TASK BRIEF -
When the word "config" shows up in a line of the records below, copy that line.

DATA -
PR #1814, opened 2018-08-21
pkg/prometheus: fix marshalling of additionalAlertManagerConfig when building the prometheus config

crandles:
While trying to use the `additionalAlertManagers` field, I noticed this error from the operator:
```
E0821 18:48:21.780219       1 operator.go:798] Sync "my-namespace/my-prometheus" failed: creating config failed: generating config failed: unmarshalling additional alert manager configs failed: yaml: unmarshal errors:
  line 1: cannot unmarshal !!map into []yaml.MapSlice
```
Added a test and fixed the marshalling bug.


crandles:
Turns out my additionalAlertManagers config was broken.

PR #1816, opened 2018-08-22
Don't abort kubelet endpoints update because of nodes without addresses

### LINKED ISSUE #1815: Syncing kubelet endpoints fails
**What did you do?**
Add new nodes to cluster, on which we had a working prometheus-operator setup.

kube-system/kubelet `Endpoints` object updated with new nodes.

RESULT OF THE EXERCISE -
pkg/prometheus: fix marshalling of additionalAlertManagerConfig when building the prometheus config
E0821 18:48:21.780219       1 operator.go:798] Sync "my-namespace/my-prometheus" failed: creating config failed: generating config failed: unmarshalling additional alert manager configs failed: yaml: unmarshal errors:
Turns out my additionalAlertManagers config was broken.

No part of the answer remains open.